PVC is a solvent-weld system and poses a few problems. The solvent cement contains volatile organic compounds that can leach into the water. The PVC itself has plasticizers that can also migrate into the water. This leads to increased total organic compound levels that may push it out of the specification in the standard. Additionally, the nature of the piping joints creates crevices in the piping system, leading to entrapment areas for bacterial growth.
HDPE and PP piping have some similarities, but PP piping is recommended for critical water distribution. Both are typically a butt fusion piping system; this eliminates the gaps that can trap bacteria and become a problem. PP is superior due to its lower tendency to leach organics, its ability to handle higher continuous temperatures, and its resistance to biofilm and scaling, thanks to its smooth inner surface. Additionally, it resists oxidizing disinfectants better than HDPE.
In addition to the piping in the distribution system, using diaphragm valves in lieu of ball valves is desired. They have less likelihood of trapping water and bacteria with no pockets or cavities when in the open position.
4. AHJ considerations. One significant challenge to the design of a quality critical water distribution loop occurs when the plumbing code or local authority having jurisdiction (AHJ) requires individual isolation of equipment with high-hazard backflow preventers at each location. It’s virtually impossible to place high-hazard backflow preventers, such as reduced-pressure zone assemblies (RPZs), close enough to the equipment to avoid a dead leg as defined in the standard.
Typically, they’re placed on an adjacent wall or in a dedicated closet stacked with the rest of the backflow preventers. This means a large length of uncirculated piping exists between the backflow preventer and the equipment.

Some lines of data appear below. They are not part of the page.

PR #2515, opened 2026-01-11
feat(shortcuts): add key bindings and hints

setchy:
Add hotkey bindings for:
* Home = `H`
* My Notifications = `N`
* Focused = `W`
* Filters = `F`
* My Issues = `I`
* My Pull Requests = `P`
* Refresh = `R`
* Settings = `S`
* Quit = `Q`
* Accounts = `A`

### DIFF
--- a/src/renderer/App.tsx
+++ b/src/renderer/App.tsx
@@ -41,8 +41,8 @@ export const App = () => {
     <ThemeProvider>
       <BaseStyles>
         <AppProvider>
-          <GlobalShortcuts />
           <Router>
+            <GlobalShortcuts />
             <AppLayout>
               <Routes>
                 <Route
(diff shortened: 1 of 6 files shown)


setchy:
@afonsojramos - what's your thoughts on having these hotkeys/shortcuts registered to a single key?  or should we pair it with a combination meta key like `⌘`?

I think it works well without a meta/modifier key

setchy:
> @afonsojramos - what's your thoughts on having these hotkeys/shortcuts registered to a single key? or should we pair it with a combination meta key like `⌘`?
> 
> I think it works well without a meta/modifier key

I've thought about it more and think it's best without modifiers, since those commands are likely to overlap with the chrome shortcuts (like cmd + r)

PR #2573, opened 2026-01-26
fix: inbox flicker during loading

setchy:
Fix a long standing minor annoyance whereby the inbox would "flicker" during the cycle from `loading` and `success` | `error`

### DIFF
--- a/src/renderer/hooks/useNotifications.ts
+++ b/src/renderer/hooks/useNotifications.ts
@@ -1,4 +1,4 @@
-import { useCallback, useMemo, useState } from 'react';
+import { useCallback, useMemo, useRef, useState } from 'react';
 
 import type {
   Account,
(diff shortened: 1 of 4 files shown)


src/renderer/hooks/useNotifications.ts
```diff
@@ -138,6 +137,7 @@ export const useNotifications = (): NotificationsState => {
         }
 
         setStatus('success');
+        setGlobalError(null);
```
setchy, line 140: Clear global error only if we made it to the end successfully

src/renderer/routes/Notifications.tsx
```diff
@@ -14,28 +14,57 @@ export const NotificationsRoute: FC = () => {
...
+      notifications,
+      status,
+      globalError,
+      hasNotifications,
+    };
+  }
+
+  // Use previous state if loading
+  const displayState =
+    status === 'loading'
```
setchy, line 37: Use previous state while loading

PR #2617, opened 2026-02-16
feat: migrate from `webpack` to `vite`

setchy:
Migrate build from `webpack` to `vite` for HMR, simpler setup and more goodness - https://vite.dev/

Continue to use `electron-builder` for packaging and publishing.

Note: development vs production localStorage is now separated since dev runs via a local vite server 

Ported from https://github.com/setchy/atlassify/pull/2245


afonsojramos (approved):
Love it ❤️‍🔥

PR #2649, opened 2026-03-02
chore: more graceful error on missing GITHUB_TOKEN in codegen

codebytere:
As in title - this makes this a bit more graceful.

### DIFF
--- a/codegen.ts
+++ b/codegen.ts
@@ -3,11 +3,20 @@ import dotenv from 'dotenv';
 
 dotenv.config();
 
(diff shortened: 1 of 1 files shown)


codegen.ts
```diff
@@ -3,11 +3,19 @@ import dotenv from 'dotenv';
 
 dotenv.config();
 
+if (!process.env.GITHUB_TOKEN) {
+  console.warn(
```
setchy, line 8: Let's add a Biome ignore comment and we're good to go

PR #2760, opened 2026-04-01
feat: allow window to be resizable

### LINKED ISSUE #2441: Allow the window to be resized

I'd like to have a taller window so that I can scan more of my notification list without having to scroll. As far as I can tell, there isn't a way to do this, at least on macOS.

### ➕ Additional Information

_No response_

xingzihai:
Fixes #2441

This PR allows the Gitify window to be resizable:
- Set WindowConfig.resizable to true
- Remove resizable = false in DevTools closed event
- Update test to expect resizable = true

This improves user experience by allowing users to resize the window according to their needs.


setchy (changes requested):
per https://github.com/gitify-app/gitify/issues/2441#issuecomment-3711158260 - we're not sure if this is a feature we want to support at this time

PR #2787, opened 2026-04-18
Add Gitea Notifications

bircni:
Add the option to also add gitea notifications
grafik


setchy (changes requested):
At this time, supporting other git platforms is not on our roadmap (see CONTRIBUTING.md)

afonsojramos:
@setchy to be honest, looking at the implementation (just reviewing the code, haven't really test) it doesn't really seem to create any Gitea-specific concepts. In the past, bitbucket has definitely steered far from what we had for GH, but gitea doesn't seem to differ as much

setchy:
> @setchy to be honest, looking at the implementation (just reviewing the code, haven't really test) it doesn't really seem to create any Gitea-specific concepts. 

Same, I too have done a quick code review but haven't tested it.  Took me a minute to work out what `forge` was being used for 😄 


> In the past, bitbucket has definitely steered far from what we had for GH, but gitea doesn't seem to differ as much

Actually, **Bitbucket-only** notifications _could_ be a clean fit too...  it was just that there are also many other Atlassian products [non-git] which had valuable notifications.

---

I think my primary hesitation is the overhead on the maintainers to support more git platforms.  

In concept, I like it.  In practice, there will be a "cost"... 

It would also make us question whether the use of things like Octicons, Octokit, Primer Design System still makes sense...

afonsojramos:
> It would also make us question whether the use of things like Octicons, Octokit, Primer Design System still makes sense...

Fair, but we are lacking the design skills to do something from scratch 😅 It should be fine

> I think my primary hesitation is the overhead on the maintainers to support more git platforms.

It should be fine if we have someone responsible for that section. In this case, @bircni 👀 Other apps that consider themselves as mutli-platform also have dedicated maintainers for each OS, to validate that everything is working.

> Actually, Bitbucket-only notifications could be a clean fit too... it was just that there are also many other Atlassian products [non-git] which had valuable notifications.

Well then 👀

bircni:
rebased onto main - idk how we want to proceed here 
I really like the app and gitea notifications are a gamechanger for me here

afonsojramos:
@bircni let's just take a step back and evaluate multi-platform, maybe this can be architectured in a different way.

setchy:
https://github.com/gitify-app/gitify/issues/2841

setchy:
thanks @bircni 

now superseded by forge adapters in #2842

PR #345, opened 2026-05-01
Add scatter plot

rogueg:


dylanscott (approved):

kevinmarr:
Nice! One thing about scatters is that it's harder to intuit what the axes are, so they more frequently need the axis titles to make the chart clear. wdyt? The downside is that if we default to showing the axis titles, we will need to make room for those titles which may upset the standard grid positioning we have in our ECharts theme.

rogueg:
Good point, added!

PR #346, opened 2026-05-01
Remove the ability to pass comma-separated lists to ECharts

rogueg:
This sort of snuck in. We want to do this for our wrapper components, but with echarts I think we should stay as close to echarts as possible, and that means manually creating multiple series when you what to show multiple things in wide data.

---

### DIFF
--- a/ui/component-utilities/enrich.ts
+++ b/ui/component-utilities/enrich.ts
@@ -728,14 +728,13 @@ function getSeriesValueFields(series: SeriesWithGroupingHint, fields: Field[]) {
   }
 }
 
-// The props on series.encode can either be a string, an array, or a comma-delimited string.
+// The props on series.encode can either be a string, or an array.
 // In all cases, this returns the corresponding fields for each item.
 function getEncodeFields(series: SeriesWithGroupingHint | undefined, fields: Field[], encodeProp: string): Field[] {
   let raw = series?.encode?.[encodeProp]
-
   let names: string[] = []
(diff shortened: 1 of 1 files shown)


rogueg:
Please push back if you think we should have this. I could be convinced.

dylanscott (approved):
This makes sense to me - we should be able to link to the ECharts docs as context for the `<ECharts/>` component without adding too much on top

kevinmarr:
Seems inconsistent with supporting `splitBy` though, which is also not an ECharts thing and could be accomplished with multiple series.

In our thin wrappers, `splitBy` and arrays in `y` handle [long-form data and wide-form data](https://www.statology.org/long-vs-wide-data/) respectively, so feel like complementary features.

So seems logically inconsistent to support one but not the other for ECharts, if neither are native ECharts features.

rogueg:
Yes, exactly. Good point. It's logically inconsistent. 

The thing I will say though is that echarts has no way to automatically create series for tall data, hence the addition of `splitBy`. It does have an easy and common way to handle wide data by creating multiple series. If we added comma x/y, we'd be telling the agent "hey, don't do this the way you're used to doing it with echarts, do it this other non-standard way instead"

So it's logically inconsistent either way 😄

rogueg:
cc @kevinmarr

kevinmarr (approved):

kevinmarr:
i buy it - approved

PR #356, opened 2026-05-04
Prevent commits from unexpected contributors

rogueg:


dylanscott (commented):
It feels weird to hard-code us as the the only three authors in a check like this - would it be reasonable to instead blacklist our known-wrong emails (dylan.scott@gmail.com for me)?

Perhaps more importantly, this job would not have blocked any of the commits in the repo I made with my personal email. All of the commits I've created locally have been with my graphene email, but I didn't realize that in the GitHub UI when I click "squash and merge" it has been defaulting to my personal email, which is too late for this check:

Image

I'm hoping that changing my primary email to dylan@graphenedata.com has fixed this but I haven't been able to confirm yet (it didn't change it on an already-open PR) EDIT: I think the default change did take now 🙏

rogueg:
It wasn't just our personal emails, there were things from `pi`, `continue` in the author field for some commits. An allowlist catches all the stuff we're not expecting, in addition to personal emails.

Re github setting the author when you squash-merge, idk if there's a way to enforce this in the github ui. There is an enterprise feature around commit metadata, so I suppose we could try that if we wanted to.

dylanscott (approved):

In Wisconsin, where I design a large portion of my projects, it has adopted an alternate approval for the use of an ASSE 1024 dual check valve made by Vista Water Group called VersaCheck. The approval includes the generalized use of the device, but critically, it was approved as a high-hazard assembly. Because of their small size, we can typically get them close enough to the equipment to drastically minimize the dead leg over the use of RPZs.

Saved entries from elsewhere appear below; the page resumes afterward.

PR #358, opened 2026-05-04
input-aware execution for `graphene run`

dylanscott:
This PR updates `graphene run` to take into account some feedback from using graphene to build an input-heavy dashboard. There were a couple of turns where the dashboard was just completely broken on load, with all components failing. This turned out to be due differences between the result of `graphene run` vs an actually-loaded dashboard with input values. This PR updates the run command to make several changes:

1. By default queries will be run with the default values from their corresponding input components, but can be overriden with `--input`
2. The run command supports a `--list-inputs` flag to print static page inputs, defaults, and locations
3. The run command has a new `--all-queries` flag which will run every query on the page headlessly

This did require refactoring some default-handling code from svelte components into more reusable helpers, but nothing too crazy.

### DIFF
--- a/cli/cli.test.ts
+++ b/cli/cli.test.ts
@@ -54,6 +54,20 @@ async function createTelemetryProject(prefix: string) {
   return tmpDir
 }
 
+async function createFlightProject(prefix: string) {
+  let tmpDir = await fsp.mkdtemp(path.join(os.tmpdir(), prefix))
+  let pkg = {
+    name: prefix,
+    graphene: {
+      dialect: 'duckdb',
+      duckdb: {path: path.join(flightDir, 'flights.duckdb')},
+    },
+  }
+  await fsp.writeFile(path.join(tmpDir, 'package.json'), JSON.stringify(pkg, null, 2) + '\n')
+  await fsp.cp(path.join(flightDir, 'tables'), path.join(tmpDir, 'tables'), {recursive: true})
+  return tmpDir
+}
+
 describe('cli compile', () => {
   it('compiles a basic query (happy path)', async () => {
     let res = await runCli(['compile', 'from flights select carrier'], {cwd: flightDir})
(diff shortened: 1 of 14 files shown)


kevinmarr:
Ah good catch! 

I'm confused about this:

>The run command has a new `--all-queries` flag which will run every query on the page, including unnamed queries derived from viz components

What is the behavior without the flag? I assumed all queries were always run

dylanscott:
Yeah actually pulling on that thread with the agent is interesting: the agent hit a lot of errors with the browser automation layer that a full `graphene run page.md` command invokes, and as a result ended up falling back to validating only with `run` commands that would work headlessly. From Codex:

>   **Browser/socket validation is brittle for agents**
  The full page runner uses a browser tab registration flow. The server exposes `/_api/check`, but when I posted to it, it returned:
>
>  `{"error":"no_tab"}`
>
>  even though lsof showed a browser process connected to port 4000.
>
>  That likely means the browser connection existed at the TCP level, but Graphene did not have a registered websocket for the exact normalized page URL. This kind of stateful browser bridge is fine for “take a screenshot of what I’m looking at,” but it’s fragile as an automated correctness check.
>
>  For agents and CI, the validation path should not require:
>
>  - opening a browser,
>  - finding the right tab,
>  - a websocket registration,
>  - GUI permissions,
>  - local port probing from a sandbox.

So this is more about exposing more runtime checking headlessly. I think that makes sense but maybe there's more we can do to get the browser-based checking to work as-is

kevinmarr:
Gotcha - I'm hazy on the details but I do remember Grant having to wrestle this a bit to get the screenshots working, so I would defer to him for the PR review.

rogueg:
What were the differences between between `graphene run` and a loaded dashboard?

I'm curious what errors the agent ran in to using `run`. Those sound like bugs we should fix.

I like the idea of adding `--input`, and because of the work you did binding input state to the url, this should actually be a pretty easy change, as you can just set the url!

dylanscott:
Digging deeper through the agent logs it looks like the main thing was that it was intermittently hitting issues with `graphene run` like

```
Starting Graphene server...
file:///Users/dylan/Code/example-nba/node_modules/@graphenedata/cli/dist/cli/chunk-OVWODUTJ.js:12200
      reject(new Error("Exited before server started"));
             ^

Error: Exited before server started
    at ChildProcess.<anonymous> (file:///Users/dylan/Code/example-nba/node_modules/@graphenedata/cli/dist/cli/chunk-OVWODUTJ.js:12200:14)
    at Object.onceWrapper (node:events:623:26)
    at ChildProcess.emit (node:events:508:28)
    at ChildProcess._handle.onexit (node:internal/child_process:294:12)
```

And eventually gave up on trying to use it for validation. I'm going to take a fresh pass at the input side of this change because I think that is valuable, but I was somewhat confused going into this and I think it can be trimmed down. And I will try to do some more runs to see if I can repro the server issue it was hitting

rogueg:
Interesting. When you `run`, it will attempt to start up the server in the background if one isn't running. This error you're seeing I think happens when it fails to start up that server.

It seems like we're swallowing whatever error actually stopped the server from starting up, but you might be able to find it by looking at `node_modules/.graphene/serve.log`

dylanscott:
Good call - maybe a sandbox issue?

```
10:32:46 AM [vite] (client) Re-optimizing dependencies because lockfile has changed
node:net:1926
      const error = new UVExceptionWithHostPort(rval, 'listen', address, port);
                    ^

Error: listen EPERM: operation not permitted 127.0.0.1:4000
    at Server.setupListenHandle [as _listen2] (node:net:1926:21)
    at listenInCluster (node:net:2005:12)
    at node:net:2214:7
    at process.processTicksAndRejections (node:internal/process/task_queues:90:21) {
  code: 'EPERM',
  errno: -1,
  syscall: 'listen',
  address: '127.0.0.1',
  port: 4000
}

Node.js v24.14.0
```

PR #359, opened 2026-05-05
add `--input` option to `graphene run`

dylanscott:
Taking another pass at this, much simplified from #358. This PR adds a `--input` option to `graphene run` which can be used to specify input values. This is particularly important for running parameterized queries with `graphene run -q` which previously you couldn't do. This pass I opted to avoid all the bits related to listing inputs and extracting default input values. That was kind of nice, but it added a lot of complexity and I think this should work as an easy loop if the agent hits an "Error: missing param $foo" when attempting to run a query.

### DIFF
--- a/cli/cli.test.ts
+++ b/cli/cli.test.ts
@@ -116,6 +116,13 @@ describe('cli run', () => {
     expect(res.stdout.toLowerCase()).toContain('total')
   })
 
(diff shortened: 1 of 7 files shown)


kevinmarr:
Don't forget to update docs :)

kevinmarr (approved):

rogueg (approved):
nice!

PR #362, opened 2026-05-05
rework `<GrapheneQuery/>` prop escaping to avoid Svelte interpolation

dylanscott:
This turned out to be an issue with the rendering of the GrapheneQuery svelte component - if you ran `npx graphene run repro-gt-escape.md -q delayed_flights` it would show you the actual duckdb error with the format string. However the `escapeHtml` helper used to escape query when compiling markdown was not escaping everything that the Svelte parser would interpret. Per Codex:

>  cli/mdCompile.ts was turning the fenced SQL into:
>
>  ```
>  <GrapheneQuery code="select
>    format('{:.1%}', 0.5) as pct
>  from flights" />
> ```
>
>  Svelte still parses {...} inside quoted component attributes as JS interpolation, so {:.1%} was treated as invalid JS before the query ever reached DuckDB.

~I opted to fix this by simply base64 encoding the name/code props rather than trying to escape them. This feels a bit gross, but trying to fully escape these in a way that definitely survives the full mdsvex/rehype/sanitize-html pipeline looked hairy.~

Per your comment, reworked to use the approach from https://github.com/sveltejs/svelte/issues/2602#issuecomment-487375068 to avoid the Svelte interpolation

With the change the duckdb error bubbles up as expected:
Screenshot 2026-05-05 at 2 07 32 PM

### DIFF
--- a/cli/mdCompile.test.ts
+++ b/cli/mdCompile.test.ts
@@ -35,6 +35,25 @@ from flights
     expect(code).toContain('<GrapheneQuery name="{`repro`}" code="{`select\\n  format(\'{:.1%}\', 0.5) as pct\\nfrom flights`}"></GrapheneQuery>')
   })
 
+  it('keeps query comparison operators as JavaScript escapes instead of HTML entities', async () => {
+    let src = `
+\`\`\`sql repro
+select * from products
+where created_at >= coalesce($daterange_start, created_at)
+  and created_at <= coalesce($daterange_end, created_at)
+\`\`\`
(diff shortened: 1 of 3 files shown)


rogueg:
I didn't even know svelte did interpolation in strings. What a weird feature, which you already have js string interpolation. An alternate fix: https://github.com/sveltejs/svelte/issues/2602#issuecomment-487375068

rogueg (approved):

PR #368, opened 2026-05-06
fix LSP `watchFiles` registration

dylanscott:
This turned out to just be an issue with where we were registering our file watcher. By the time `watchWorkspace` is called (in the service's `create`), the initialization callbacks have already fired, and so the file watcher logic in the `server.onInitialized` callback was never invoked. This PR updates the setup path to simply register the watcher directly on that path rather than using `server.onInitialized`, since the server is already initialized.

Tested with the `aircrafts.gsql` repro - both clearing the file and deleting it altogether - and both cases update the diagnostics for other files without `aircrafts.gsql` being open.

### DIFF
--- a/language-server/src/service.test.ts
+++ b/language-server/src/service.test.ts
@@ -2,10 +2,10 @@
 import {mkdtemp, mkdir, rm, writeFile} from 'node:fs/promises'
 import os from 'node:os'
 import path from 'node:path'
-import {expect} from 'vitest'
+import {expect, vi} from 'vitest'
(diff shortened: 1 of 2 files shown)


rogueg:
Oh nice this looks much cleaner! I'm still ambivalent about volar, but battle for another day I think.

Would be nice to have extension tests that were a bit more e2e. What do you think about https://code.visualstudio.com/api/working-with-extensions/testing-extension

kevinmarr (approved):

PR #377, opened 2026-05-07
[release] 0.0.17

rogueg:

PR #379, opened 2026-05-07
fix interaction between release PR and install.test.ts

dylanscott:
test-install is failing on #377 due to a funny interaction where it tries to resolve the not-yet-released version. Interestingly only pnpm fails in this way - the npm and yarn tests pass and seem to realize they are substituting the tarball installed before trying to resolve the version. This PR updates the install test to explicitly swap in the `@graphenedata/cli` dep in package.json with a `file:` dependency pointing to the tarball to avoid this.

5. Redundancy. Redundancy in the critical water generation equipment is important. Just as building redundancy into the design of water heaters or other plumbing equipment can make all the difference, having two distribution pumps ensures that the entire process isn’t stopped when one fails. If using deionization tanks, being able to swap them out without shutting the system down is important. General redundancy in the system should be considered where it’s feasible and appropriate.
6. SPD and lab. Sometimes there are situations where an SPD requires critical water, and the lab within the hospital could benefit from the pure water generated as well. As nice as it may seem to feed both areas from the same equipment, it isn’t recommended. If the equipment feeds the lab water as well as SPD, when the system needs disinfection, the SPD and the lab are both down for the several-hour process. This could be quite costly for the facility.

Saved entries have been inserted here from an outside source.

PR #383, opened 2026-05-08
make `graphene run page.md` run server in foreground

dylanscott:
This PR updates the `graphene run page.md` flow to spawn the graphene server in the foreground (in the same way as `graphene serve` without `--bg`). Unfortunately this doesn't actually affect the interaction with the default Codex sandbox behavior (it does not allow localhost binding by default, whereas Claude Code does - see #384). But it does change the error from the run command in that case from the very cryptic

```
Starting Graphene server...
file:///Users/dylan/Code/example-nba/node_modules/@graphenedata/cli/dist/cli/chunk-OVWODUTJ.js:12200
      reject(new Error("Exited before server started"));
             ^

Error: Exited before server started
    at ChildProcess.<anonymous> (file:///Users/dylan/Code/example-nba/node_modules/@graphenedata/cli/dist/cli/chunk-OVWODUTJ.js:12200:14)
    at Object.onceWrapper (node:events:623:26)
    at ChildProcess.emit (node:events:508:28)
    at ChildProcess._handle.onexit (node:internal/child_process:294:12)
```

to:

```
Starting Graphene server...
Failed to start Graphene server
listen EPERM: operation not permitted 127.0.0.1:4000
```

### DIFF
--- a/cli/cli.test.ts
+++ b/cli/cli.test.ts
@@ -155,6 +155,16 @@ describe('cli run', () => {
     expect(res.stdout).toContain('AA')
   })
 
+  it('stops an owned markdown server after a no-browser run', async () => {
+    await stopGrapheneIfRunning()
+
+    let res = await runCli(['run', 'index.md'], {cwd: flightDir})
+    expect(res.code).toBe(1)
+    expect(res.stdout).toContain('Starting Graphene server')
+    expect(res.stdout).toContain('Failed to open a new tab')
+    expect(await isServerRunning(TEST_PORT)).toBe(false)
+  })
+
   it('prints a clean error for a missing markdown query input', async () => {
     let res = await runCli(['run', 'carrier_detail.md', '--query', 'carrier_info'], {cwd: flightDir})
     expect(res.code).toBe(1)
--- a/cli/run.ts
+++ b/cli/run.ts
@@ -13,7 +13,7 @@ import {analyzeWorkspace, getFile, loadWorkspace, toSql} from '../lang/core.ts'
 import {type AnalysisResult, type WorkspaceFileInput} from '../lang/types.ts'
 import {pollFor} from '../lang/util.ts'
 import {openInBrowser} from './auth.ts'
-import {getGrapheneCache, isServerRunning, runServeInBackground} from './background.ts'
+import {getGrapheneCache} from './background.ts'
 import {runQuery} from './connections/index.ts'
 import {mockFileMap} from './mockFiles.ts'
 import {normalizeFile} from './normalizeFile.ts'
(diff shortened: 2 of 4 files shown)


kevinmarr (approved):

rogueg:
This feels off to me. If you're doing local work with Graphene, you'll likely want to be able to look at the results yourself. It's weird for the agent to say "hey I built this dashboard to answer your question, but you can't see it".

Keep it separate if possible. The lab typically doesn’t require large amounts of pure water and can use point-of-use purification equipment as needed.
ANSI/AAMI ST108:2023 is an important standard that medical device processing professionals must adhere to. It’s essential for a plumbing engineer to read and understand the standard. Their job is to create the appropriate systems, in conjunction with a water treatment specialist where necessary, that conform to the requirements of the standard.
Aside from the explicit requirements in the standard, there are some best practices to incorporate as well that will help create the best systems possible to meet and maintain the requirements outlined in ST108.
Ray Schwalbe, PE, ASSE 6060, is a mechanical engineer at HGA in Milwaukee. He has more than 10 years of experience specializing in plumbing, medical gas and specialty gas design for multiple market sectors.